I'm currently working on a medium-sized web project, and I've ran into a problem.
What I want to do is display a question, together with an image. I have a (global) list of questions, and a (global) list of images, all questions should be asked for all images.
As far as the user can see the question and image should be chosen at random. However the statistics from the answers (question/image-pair) will be used for research purposes. This means that all the question/image-pair must be chosen such that the answers will be distributed evenly across all question, and across all images.
A user should only be able to answer a specific question/image-pair one time.
I am using a mysql database and php. Currently, i have three database tables:
tbl_images (image_id)
tbl_questions (question_id)
tbl_answers (answer_id, image_id, question_id, user_id)
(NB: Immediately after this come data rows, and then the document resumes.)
PR #3859, opened 2025-08-11
LF-4817(2): Tests for revision date and revision author when re-completing a task

SayakaOno:
**Description**

Add tests for task re-completion and update task completion tests.

- mock.factories
   - Rename `activity` (task's old name) to `task`
   - Update `irrigation_taskFactory` to include `irrigation_type_id` by default
     - Although `null` is allowed, but it never actually becomes `null`
     - This change addresses Joyce's [comment](https://github.com/LiteFarmOrg/LiteFarm/pull/3839#discussion_r2237687757) on irrigation task completion tests and should help write cleaner tests
- task.test
   - replace the `for` loop in the task completion tests with `test.each` to fix strange debugger behaviour ([reference](https://github.com/LiteFarmOrg/LiteFarm/pull/3839#pullrequestreview-3064358642))
     - Test cases were formatted first; besides that, the only change is to make the last `expect` more flexible to handle objects
     - Add tests for task re-completion
- taskCompletionTestCases
   - add tests for soil sample tasks
   - add helper functions to create test cases for field and irrigation tasks to avoid reusing field work type and irrigation type names, which causes re-completion test failures
   - Add re-completion test cases

Jira link: https://lite-farm.atlassian.net/browse/LF-4817

**Type of change**

**How Has This Been Tested?**

- [x] Passes test case
- [ ] Other (please explain)

**Checklist:**

### DIFF
--- a/packages/api/tests/task.test.js
+++ b/packages/api/tests/task.test.js
@@ -40,10 +40,14 @@ import {
   completeTaskRequest as completeTaskRequestAsync,
   deleteTaskRequest as deleteTaskRequestAsync,
   taskWithLocationFactory,
+  commonTaskTypes,
 } from './utils/taskUtils.js';
 import { setupFarmEnvironment } from './utils/testDataSetup.js';
 import { connectFarmToEnsemble } from './utils/ensembleUtils.js';
-import { taskCompletionFieldUpdateTestCases } from './utils/taskCompletionTestCases.js';
+import {
+  taskCompletionFieldUpdateTestCases,
+  taskRecompletionTestCases,
+} from './utils/taskCompletionTestCases.js';
 
 describe('Task tests', () => {
   function assignTaskRequest({ user_id, farm_id }, data, task_id, callback) {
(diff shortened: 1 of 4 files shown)


packages/api/tests/task.test.js
```diff
@@ -3036,65 +3040,170 @@ describe('Task tests', () => {
...
-                locationId: location_id,
-                farmId: farm_id,
-              });
-
-              // Create a task-type-specific record (e.g. soil_amendment_task, cleaning_task, etc.)
-              const [initialTaskTypeDataInDB] = await mocks[`${taskType}Factory`](
-                { promisedTask: [{ task_id }] },
-                initialTaskTypeData,
-              );
+          const formattedTestCases = Object.entries(testCases).flatMap(
```
kathyavini, line 3043: Thank you for solving the debugger weirdness! This is great ❤️

packages/api/tests/task.test.js
```diff
@@ -3036,65 +3040,170 @@ describe('Task tests', () => {
...
+        const fakeRecompletionData = {
+          complete_date: faker.date.recent().toISOString().split('T')[0],
+          duration: Math.floor(Math.random() * 12 * 60) + 15,
+          happiness: Math.floor(Math.random() * 5) + 1,
+          completion_notes: faker.lorem.sentence(),
+        };
+
+        const fakeReqBody = {
+          ...fakeRecompletionData,
+          ...(getFakeTaskTypeCompletionData?.(
```
kathyavini, line 3176: In the context of this test, where both completion and recompletion occur, could `getFakeCompletionData` be renamed to something like `getFakeTaskTypeRecompletionData` to be clear it's the re-completion payload? Might be just me, but I read it as the actual completion data (i.e. previous state) at first, and then didn't understand the expectations!

packages/api/tests/task.test.js
```diff
@@ -3036,65 +3040,170 @@ describe('Task tests', () => {
...
+        const recompleteTaskRes = await completeRequest(fakeReqBody);
+        expect(recompleteTaskRes.status).toBe(200);
+        const recompletedTask = await knex('task').where({ task_id }).first();
+        expectTaskCompletionFields(recompletedTask, fakeRecompletionData);
+        expect(previousRevisionDate < new Date(recompletedTask.revision_date).getTime()).toBe(true);
+        expect(recompletedTask.revised_by_user_id).toBe(user_id);
+        previousRevisionDate = new Date(recompletedTask.revision_date).getTime();
+
+        const expectedTaskTypeData =
+          (await getExpectedTaskTypeData?.(taskTypeDataBeforeRecompletion)) || {};
```
kathyavini, line 3191: Similarly, could this `getExpectedTaskTypeData` be called something like `getExpectedDataAfterRecompletion`?

With `taskTypeDataBeforeRecompletion` being the only argument into the function, my first impulse was to miss the transformation aspect and feel like it's an expectation on the original data; does that make sense?

kathyavini (approved):
Continues to be a very cool test setup! 😎

There were two variable names that tripped me up within the re-complete block, but the renames are optional -- please include in one of the associated PRs only if they make sense to you!

PR #3865, opened 2025-08-20
LF-4917 Add link to ESci report in irrigation prescription view

kathyavini:
**Description**

This adds a link to the ESci report to the Irrigation tab (above the table of prescriptions).

The link requires a lower- and snake-case formatted version of the organisation and system names, which we did not have previously, so I have added fetching that and adding both to each IP of the IP list.

ESci has added the property `url_name` to their systems and organisations, I think for this exact purpose. As far as I can tell with our current data, it looks like it's just the lower- and snake-cased version of the full name. Even so -- and even though this adds a little bit of code overhead -- I have pulled this property from ESci rather than generating it, just in case they do create it or change it manually.

The link is not shown at all if a valid link cannot be generated. Routing to a bunk/undefined system is actually not a problem, but an incorrect or missing org gives this error:

Screenshot 2025-08-20 at 10 00 35 AM

so in that case, the link is skipped entirely.

## API Test Changes
Fetching the organisation details (url_name & system url_name) involved a second call to Ensemble. I couldn't get the original mock, which was of our EnsembleAPICall function, to work with the nested call I was making:

```ts
jest.mock('../src/util/ensemble.js', () => ({
  ...jest.requireActual('../src/util/ensemble.js'),
  ensembleAPICall: jest.fn(async () => ({ data: [] })),
}));
```

It already bothered me a bit that `EnsembleAPICall` is mocked in this test, while `axios` is mocked in the two other tests that call Ensemble, so I moved this one over to an `axios` mock as well, and then wrote in an explicit call to represent the second query (of Ensemble Organistions). Note that I didn't add the logic for adding organisation data to the irrigation prescription list, so the second mock just returns an empty array. Let me know if this feels like an important thing to add to the test, but at this point adding in all the org properties seemed like quite a bit of trouble for little benefit.

Jira link: https://lite-farm.atlassian.net/browse/LF-4917

**Type of change**

**How Has This Been Tested?**

- [ ] Passes test case
- [ ] Other (please explain)

**Checklist:**

### DIFF
--- a/packages/webapp/src/components/LocationIrrigation/index.tsx
+++ b/packages/webapp/src/components/LocationIrrigation/index.tsx
@@ -18,7 +18,6 @@ import PageTitle from '../PageTitle/v2';
 import RouterTab from '../RouterTab';
 import { useTranslation } from 'react-i18next';
 import styles from './styles.module.scss';
-import { IconLink } from '../Typography';
 import { ReactComponent as ExternalLinkIcon } from '../../assets/images/icon_external_link-01.svg';
 import { getLocalizedDateString } from '../../util/moment';
 import { Variant } from '../RouterTab/Tab';
@@ -60,12 +59,6 @@ export default function PureLocationIrrigation({
     system_url_name: irrigationPrescriptions[0]?.system_url_name,
     organisation_url_name: irrigationPrescriptions[0]?.organisation_url_name,
   });
-
-  const handleExternalLink = () => {
-    if (externalLink) {
-      window.open(externalLink, '_blank');
-    }
-  };
 
   const getColumns = (): TableV2Column[] => {
     return [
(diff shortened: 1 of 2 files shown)


packages/webapp/src/util/smartIrrigation.ts
```diff
@@ -24,3 +24,18 @@ export function createSmartIrrigationDisplayName({
...
+
+export const createESciReportLink = ({
+  system_url_name,
+  organisation_url_name,
+}: {
+  system_url_name?: string;
+  organisation_url_name?: string;
+}) => {
+  if (!organisation_url_name) {
+    // missing system name is OK; link will just redirect to a list of all systems within that org
```
SayakaOno, line 36: Do we still want to show the link when we know the user will be redirected to the systems page?

packages/webapp/src/components/LocationIrrigation/index.tsx
```diff
@@ -117,6 +131,18 @@ export default function PureLocationIrrigation({
...
+      {externalLink && (
+        <div className={styles.linkContainer}>
+          <IconLink
+            className={styles.linkText}
+            icon={<ExternalLinkIcon />}
+            isIconClickable
+            onClick={handleExternalLink}
+          >
+            {t('IRRIGATION_PRESCRIPTION.FULL_IRRIGATION_REPORT')}
+          </IconLink>
```
SayakaOno: There's no good way to use `<a>` tag here, right? 😞

SayakaOno (commented):
I'll review the changes to the tests tomorrow! But it works great!

Update: Tests look good!

packages/webapp/src/util/smartIrrigation.ts
kathyavini: I would think so, yes! That UI looks like this and it's still very useable  -- just one extra click to get to the report, and otherwise just as good as the full link.

Screenshot 2025-08-22 at 9 30 45 AM

packages/webapp/src/components/LocationIrrigation/index.tsx
kathyavini: You know, I don't know why I thought it had to be an `<IconLink />` -- probably I was thinking I couldn't put an icon into an  `<a>`, which isn't true. I'll fix that, thank you!

SayakaOno (approved):
Looks good! ❤️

The other columns are not related to this specific problem.
Solution 1:
Track how many times each image/question has been used (add a column in each table). Always choose the image and question that has been asked the least.
Problem:
What I'm actually interested in is distribution among questions for an image and vice versa, not that each question is even globally.
Solution 2:
Add another table, containing all question/image-pairs along with how many times it has been asked. Choose the lowest combination (first row if count column is sorted by ascending order).
Problem:
Does not enforce that the user can only answer a question once. Also does not give the appearance that the choice is random to the user.
Solution 3:
Same as #2, but store question/image/user_id in table.
Problem:
Performance issues (?), a lot of space wasted for each user. There will probably be semi-large amounts of data (thousands of questions/images and atleast hundreds of users).
Solution 4:
Choose a question and image at true random from all available. With a large enough amount of answers they will be distributed evenly.
Problem:
If i add a new question or image they will not get more answers than the others and therefore never catch up. I want an even amount of statistics for all question/image-pairs.
Solution 5:
Weighted random. Choose a number of question/image pairs (say about 10-100) at true random and pick the best (as in, lowest global count) of these that the user has not answered.
Problem:
Does not guarantee that a recently added question or image gets a lot of answers quickly.
Solution #5 is probably the best once I've come up with so far.
Your input is very much appreciated, thank you for your time.